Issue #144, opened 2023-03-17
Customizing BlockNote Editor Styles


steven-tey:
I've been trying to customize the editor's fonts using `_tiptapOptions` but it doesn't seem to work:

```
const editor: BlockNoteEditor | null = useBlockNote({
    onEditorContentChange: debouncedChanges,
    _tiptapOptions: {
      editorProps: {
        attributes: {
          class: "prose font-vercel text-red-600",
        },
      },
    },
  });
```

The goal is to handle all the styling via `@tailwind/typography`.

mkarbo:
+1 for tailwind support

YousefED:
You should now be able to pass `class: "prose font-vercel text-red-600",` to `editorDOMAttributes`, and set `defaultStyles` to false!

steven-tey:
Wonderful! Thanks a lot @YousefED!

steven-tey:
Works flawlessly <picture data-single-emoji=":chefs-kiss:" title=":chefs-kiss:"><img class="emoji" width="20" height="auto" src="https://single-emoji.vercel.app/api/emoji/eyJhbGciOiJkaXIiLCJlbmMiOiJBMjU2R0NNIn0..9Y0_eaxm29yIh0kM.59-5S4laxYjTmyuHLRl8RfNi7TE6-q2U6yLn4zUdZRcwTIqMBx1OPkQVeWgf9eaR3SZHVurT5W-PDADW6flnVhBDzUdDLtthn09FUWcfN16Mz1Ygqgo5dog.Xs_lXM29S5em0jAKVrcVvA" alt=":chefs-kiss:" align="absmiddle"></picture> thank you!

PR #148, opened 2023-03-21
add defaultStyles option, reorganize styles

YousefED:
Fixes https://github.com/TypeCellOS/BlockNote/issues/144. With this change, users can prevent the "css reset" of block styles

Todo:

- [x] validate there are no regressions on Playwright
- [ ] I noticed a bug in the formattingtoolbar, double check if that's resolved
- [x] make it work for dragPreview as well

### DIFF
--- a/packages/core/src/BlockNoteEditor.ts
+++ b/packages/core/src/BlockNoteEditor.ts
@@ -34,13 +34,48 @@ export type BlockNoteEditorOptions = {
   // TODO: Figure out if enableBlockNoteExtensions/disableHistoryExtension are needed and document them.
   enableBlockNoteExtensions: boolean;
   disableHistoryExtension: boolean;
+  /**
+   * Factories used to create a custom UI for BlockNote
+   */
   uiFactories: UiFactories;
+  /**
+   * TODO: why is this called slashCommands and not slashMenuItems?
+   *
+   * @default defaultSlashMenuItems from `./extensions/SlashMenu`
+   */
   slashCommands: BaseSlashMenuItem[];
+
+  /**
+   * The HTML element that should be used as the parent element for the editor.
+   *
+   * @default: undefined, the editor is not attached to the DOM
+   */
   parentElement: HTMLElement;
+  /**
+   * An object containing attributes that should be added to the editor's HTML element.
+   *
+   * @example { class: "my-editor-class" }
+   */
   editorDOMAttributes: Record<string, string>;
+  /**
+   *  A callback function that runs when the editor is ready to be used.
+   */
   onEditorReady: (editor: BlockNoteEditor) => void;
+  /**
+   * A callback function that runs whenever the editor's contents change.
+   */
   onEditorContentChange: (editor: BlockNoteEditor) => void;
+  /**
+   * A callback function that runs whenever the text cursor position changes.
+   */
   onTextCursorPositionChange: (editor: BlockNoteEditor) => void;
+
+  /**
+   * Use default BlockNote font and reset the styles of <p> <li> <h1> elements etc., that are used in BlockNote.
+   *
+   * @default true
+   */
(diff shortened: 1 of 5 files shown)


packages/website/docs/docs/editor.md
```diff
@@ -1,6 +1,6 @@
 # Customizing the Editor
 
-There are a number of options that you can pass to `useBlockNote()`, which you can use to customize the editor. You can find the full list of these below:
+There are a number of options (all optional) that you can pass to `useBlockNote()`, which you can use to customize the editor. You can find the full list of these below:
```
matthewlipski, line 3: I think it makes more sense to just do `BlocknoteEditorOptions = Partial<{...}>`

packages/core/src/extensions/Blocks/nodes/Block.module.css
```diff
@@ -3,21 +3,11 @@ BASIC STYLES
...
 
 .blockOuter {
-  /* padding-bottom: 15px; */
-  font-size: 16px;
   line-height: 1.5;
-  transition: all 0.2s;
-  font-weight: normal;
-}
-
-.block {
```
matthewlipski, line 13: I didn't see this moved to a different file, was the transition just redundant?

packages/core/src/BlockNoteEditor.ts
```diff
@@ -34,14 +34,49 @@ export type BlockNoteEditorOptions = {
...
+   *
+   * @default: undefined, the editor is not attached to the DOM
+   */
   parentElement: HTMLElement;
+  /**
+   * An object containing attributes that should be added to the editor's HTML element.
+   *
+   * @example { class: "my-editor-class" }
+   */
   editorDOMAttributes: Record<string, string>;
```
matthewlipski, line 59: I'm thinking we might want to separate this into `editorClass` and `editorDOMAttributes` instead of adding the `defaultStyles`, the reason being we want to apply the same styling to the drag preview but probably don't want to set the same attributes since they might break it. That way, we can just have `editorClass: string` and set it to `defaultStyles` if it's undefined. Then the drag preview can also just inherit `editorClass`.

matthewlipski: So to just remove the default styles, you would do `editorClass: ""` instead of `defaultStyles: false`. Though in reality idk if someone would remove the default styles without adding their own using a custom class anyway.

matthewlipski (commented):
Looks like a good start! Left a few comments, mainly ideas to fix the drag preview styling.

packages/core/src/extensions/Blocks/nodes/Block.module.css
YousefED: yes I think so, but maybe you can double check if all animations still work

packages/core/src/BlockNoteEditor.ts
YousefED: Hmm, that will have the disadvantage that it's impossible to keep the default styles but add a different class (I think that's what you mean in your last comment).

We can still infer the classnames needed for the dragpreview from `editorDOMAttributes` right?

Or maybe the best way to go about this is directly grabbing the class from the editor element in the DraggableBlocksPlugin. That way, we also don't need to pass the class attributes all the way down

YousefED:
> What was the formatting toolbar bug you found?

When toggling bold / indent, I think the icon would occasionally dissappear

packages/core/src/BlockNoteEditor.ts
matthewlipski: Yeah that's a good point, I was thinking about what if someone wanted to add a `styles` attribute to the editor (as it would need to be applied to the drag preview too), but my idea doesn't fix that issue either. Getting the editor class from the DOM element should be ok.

--------------------------------------------------

## WHAT THE TASK ASKS:
Please filter the data down to the lines containing the word "whenever".

## WRITTEN ANSWER:
+   * A callback function that runs whenever the editor's contents change.
+   * A callback function that runs whenever the text cursor position changes.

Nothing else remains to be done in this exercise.